Problem to work on
Where the string "provides" occurs in a line of the data below, that line should be copied.

Saved data entries:
################
PR #1121, opened 2019-07-22
Only use Intl.Collator in nicklist if its supported (fixes ios9)

### LINKED ISSUE #1120: White screen on ipad2 ios 9.3.5
On ipad2 with ios 9.3.5 (more recent version available for ipad2) kiwiirc doesn't work and show a white screen.

ItsOnlyBinary:
not sure if there is a neater way to do this, but it does appear to work (dont have ios device to test)

closes #1120

### DIFF
--- a/src/components/Nicklist.vue
+++ b/src/components/Nicklist.vue
@@ -52,10 +52,25 @@ import NicklistUser from './NicklistUser';
 
 let log = Logger.namespace('Nicklist');
 
+// This provides a better sort for numbered nicks but does not work on ios9
+let intlCollator = null;
+if (global.Intl) {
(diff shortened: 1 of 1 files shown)


prawnsalad:
Something a bit cleaner than rewriting functions...

~~~javascript
// This provides a better sort for numbered nicks but does not work on ios9
let intlCompare = null;
if (global.Intl) {
    intlCompare = new Intl.Collator({}, { numeric: true }).compare;
}

function strCompare(a, b) {
    if (intlCompare) {
        return intlCompare(a, b);
    }

    if (a === b) {
        return 0;
    }

    return a > b ?
        1 :
        -1;
};

~~~

ItsOnlyBinary:
Fixed, thanks prawn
################
Task result
+// This provides a better sort for numbered nicks but does not work on ios9
// This provides a better sort for numbered nicks but does not work on ios9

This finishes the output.